Collected data

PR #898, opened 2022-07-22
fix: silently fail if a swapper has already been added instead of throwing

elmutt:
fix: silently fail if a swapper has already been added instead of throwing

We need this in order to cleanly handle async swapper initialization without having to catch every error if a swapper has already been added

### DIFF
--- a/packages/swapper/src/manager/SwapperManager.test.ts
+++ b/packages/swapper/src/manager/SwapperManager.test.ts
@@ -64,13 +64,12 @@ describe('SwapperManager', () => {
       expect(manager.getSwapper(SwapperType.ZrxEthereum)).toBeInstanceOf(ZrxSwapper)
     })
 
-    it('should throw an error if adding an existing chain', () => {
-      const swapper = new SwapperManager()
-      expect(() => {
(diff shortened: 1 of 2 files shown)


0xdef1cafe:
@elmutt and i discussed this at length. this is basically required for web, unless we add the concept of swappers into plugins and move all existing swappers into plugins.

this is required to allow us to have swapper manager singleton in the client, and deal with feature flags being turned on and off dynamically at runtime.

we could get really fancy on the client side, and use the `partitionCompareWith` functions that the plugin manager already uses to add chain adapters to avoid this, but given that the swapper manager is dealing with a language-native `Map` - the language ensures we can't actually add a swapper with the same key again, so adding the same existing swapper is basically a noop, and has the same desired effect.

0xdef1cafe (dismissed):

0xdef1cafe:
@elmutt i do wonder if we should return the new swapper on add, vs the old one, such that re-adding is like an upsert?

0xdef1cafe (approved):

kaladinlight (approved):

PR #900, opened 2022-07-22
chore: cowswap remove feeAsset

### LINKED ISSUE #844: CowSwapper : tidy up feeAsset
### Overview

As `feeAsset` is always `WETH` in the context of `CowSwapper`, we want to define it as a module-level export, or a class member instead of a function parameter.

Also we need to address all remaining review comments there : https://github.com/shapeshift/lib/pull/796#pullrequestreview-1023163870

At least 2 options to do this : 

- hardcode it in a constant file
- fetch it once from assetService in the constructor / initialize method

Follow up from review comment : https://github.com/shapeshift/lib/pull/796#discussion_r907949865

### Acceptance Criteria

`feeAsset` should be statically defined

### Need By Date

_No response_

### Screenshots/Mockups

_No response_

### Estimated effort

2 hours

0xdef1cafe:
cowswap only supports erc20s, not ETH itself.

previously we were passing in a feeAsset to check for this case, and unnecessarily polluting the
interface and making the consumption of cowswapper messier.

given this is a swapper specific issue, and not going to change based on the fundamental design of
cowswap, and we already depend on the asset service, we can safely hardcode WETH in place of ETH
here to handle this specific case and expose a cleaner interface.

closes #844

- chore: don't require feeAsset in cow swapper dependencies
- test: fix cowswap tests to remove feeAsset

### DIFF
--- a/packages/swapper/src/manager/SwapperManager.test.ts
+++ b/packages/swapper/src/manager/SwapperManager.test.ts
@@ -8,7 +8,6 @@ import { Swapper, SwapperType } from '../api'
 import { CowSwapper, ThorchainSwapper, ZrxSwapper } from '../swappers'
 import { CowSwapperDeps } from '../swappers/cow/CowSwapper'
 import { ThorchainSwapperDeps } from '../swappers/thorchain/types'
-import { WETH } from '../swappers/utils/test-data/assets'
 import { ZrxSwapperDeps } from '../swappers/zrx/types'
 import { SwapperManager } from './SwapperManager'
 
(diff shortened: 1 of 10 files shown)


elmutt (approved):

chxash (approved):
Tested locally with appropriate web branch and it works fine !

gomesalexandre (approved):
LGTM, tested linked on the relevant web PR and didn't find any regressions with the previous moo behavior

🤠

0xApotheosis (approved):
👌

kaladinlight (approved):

* _Your goal_
Please copy the lines above from the line with "### Need By Date" up to and including the line with "previously we were", exactly as written and with nothing else.

* _Answer space_
### Need By Date

_No response_

### Screenshots/Mockups

_No response_

### Estimated effort

2 hours

0xdef1cafe:
cowswap only supports erc20s, not ETH itself.

previously we were passing in a feeAsset to check for this case, and unnecessarily polluting the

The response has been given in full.